Internazionale

Ahmadreza Djalali: scienziato condannato a morte in Iran

Ahmadreza Djalali, scienziato svedese-iraniano, lavorava presso il Karolinska Institute, una facoltà di medicina a Stoccolma e presso la facoltà di medicina dell’Università del Piemonte Orientale in Italia. È stato arrestato durante una visita in Iran nell’aprile 2016 e condannato a morte nell’ottobre 2017 , accusato di cospirazione per conto della Svezia, dove vive ancora la sua famiglia, e di Israele.

Tutti i cittadini iraniani con doppia cittadinanza, spesso ottenuta attraverso matrimoni con stranieri o dopo aver studiato o per lunghi soggiorni di lavoro all’estero, corrono il rischio di essere scoperti e condannati per spionaggio ogni volta che tornano nel loro Paese di origine.

Djalali ha spiegato in una lettera trapelata dal carcere di essere stato condannato perché si era rifiutato di usare i suoi rapporti accademici con le istituzioni europee per spiare per conto del regime. Il 17 dicembre 2017, una televisione di stato iraniana ha trasmesso la sua “confessione”, con una voce di sottofondo, presentandolo come una spia.

Il medico ha denunciato che il processo si basava su confessioni estorte sotto tortura. Non gli è stata concessa la presenza di un avvocato ed è stato minacciato di morte durante l’interrogatorio. Ai suoi avvocati è stato anche impedito di appellarsi alla Corte Suprema. Djalali nel frattempo ha anche iniziato uno sciopero della fame per protesta.

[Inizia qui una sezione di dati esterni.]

PR #765, opened 2023-10-23
Per Student Analytics [WIP]

erin-xu:
### Summary 

This PR adds a  graph to the professor analytics page to display the number of questions asked by each student. I added it below the per TA analytics graph and used the same format as well. 

Screenshot 2023-10-22 at 7 59 25 PM

Professors can search for a student using net ID and hover over the graph to view the office hour location, time, and number of questions asked. If a student asks questions during multiple sessions on the same day, the corresponding bars are stacked on top of each other in the graph.

Screenshot 2023-10-22 at 8 05 48 PM

** The functionality is done but I marked this PR as WIP because I want to go back to clean up my code and create a new component for the per TA/student graph so there is less code duplication.

### Test Plan 
- [ ] Check that questions asked are displayed correctly for students across calendar date range and for days with multiple office hour sessions. 
- [ ] When a different student is selected, the graph data and student info on the left should update.
- [ ] Check that all students can be found through NetID.
- [ ] Check that dropdown scrolls for a long list of students.
- [ ] Check that student cell is blue when hovered over. 
- [ ] Check that dropdown closes when a student is selected or click outside.
- [ ] Check that the y-max of the chart is correct - 8 by default and the max number of questions answered in one day if it exceeds 8.

### Breaking Changes 

None

- [ ] I have updated the documentation accordingly.
- [ ] My PR adds a @ts-ignore

PR #767, opened 2023-10-31
Full-product Analytics Page

b3njamint:
### Summary 

This PR is the first step towards implementing an analytics page for Queue Me In as a whole, rather than just for individual courses.

- Queries aggregate counts (courses, questions, users, sessions) from Firebase collections for the entire history of QMI
- Takes current time to automatically query data from the current semester
- Note: Reads the entire collection all together as one so it shouldn't drastically increase read count (I think)

It is just a page for internal use so it looks kinda bad——might add styling in the future.

**Update**: Added some styling:
Screen Shot 2023-10-31 at 2 17 16 AM

### Test Plan 

I added things in the test Firebase and the numbers changed.

Snapshot of the analytics page.
Screen Shot 2023-10-31 at 12 41 42 AM

Snapshot of the analytics page after I added another FA 23 course. Observe that both the historical and current course count increments, as we are currently in FA 23.
Screen Shot 2023-10-31 at 12 44 05 AM

### Breaking Changes 

Some library versions changed but it shouldn't affect anything.

- [ ] My PR adds a @ts-ignore


Sydney-tran (commented):
Nice work Benji! The code looks good and is commented very nicely. I think having an analytics page for qmi as a whole will definitely be useful for internal use and using a table to present the data definitely works well. One possible next step could be turning the [per student analytics](https://github.com/cornell-dti/office-hours/pull/765) for each course into overall qmi student analytics.

rgu0114 (changes requested):
Thanks for taking the time to work on this page Benji! It'll definitely provide a lot of useful insights for the product as a whole and make it easier to identify areas where we can improve. Since this does appear to be for internal use, I'm ok with pushing this out as a first iteration and then continuing to add to it next semester. Or we can keep building/iterating on this until it's fully ready to be released to production, but I think this provides a lot of utility that could be useful in the meantime.

On a first read through, the logic of the analytics page seems to be correct and match with its intended purpose. I'll review the code more closely in the future, but for now I don't think it's that intuitive that we'd need to navigate to `/analytics` to see this product analytics page. It might be useful to have some way to easily get this page from `/admin`, especially since I'd imagine the users of the admin page and this new analytics page would mostly be the same.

Mentre era in carcere gli è stata concessa la cittadinanza svedese, nel febbraio 2018, solo pochi mesi dopo che la sua condanna a morte è stata confermata dalla Corte suprema iraniana.

La condanna a morte di Djalali è stata ampiamente condannata da gruppi per i diritti, tra cui Amnesty International e da esperti dei diritti delle Nazioni Unite.

La settimana scorsa il ministro degli esteri svedese Ann Linde ha riferito di aver parlato con la sua controparte iraniana per opporsi formalmente alla sua esecuzione.

Linde, che ha annunciato la chiamata su Twitter, ha detto di essere stata in contatto con il ministro degli esteri iraniano Mohammad Javad Zarif a seguito delle notizie secondo cui l’Iran si stava preparando a eseguire l’esecuzione di Djalali. “La Svezia denuncia la pena di morte e sta lavorando per non far eseguire la sentenza contro Djalali”, ha scritto Linde in un post su Twitter.

La moglie dell’accademico imprigionato ha detto all’agenzia di stampa TT che suo marito l’aveva informata che sarebbe stato trasferito in un’altra prigione dove avrebbe aspettato la sua condanna in isolamento, indicando che un’esecuzione era imminente.

Ma questa settimana è trapelata la notizia che l’esecuzione della sentenza di condanna a morte è stata rinviata di qualche giorno. A dare la notizia è stata l’associazione umanitaria Iran Human Rights. La stessa associazione l’1 dicembre aveva detto che l’esecuzione avrebbe potuto essere eseguita la scorsa settimana, dopo che lo scienziato era stato trasferito dalla prigione di Evin a quella di Rajai Shahr, trasferimento che solitamente prelude a una esecuzione.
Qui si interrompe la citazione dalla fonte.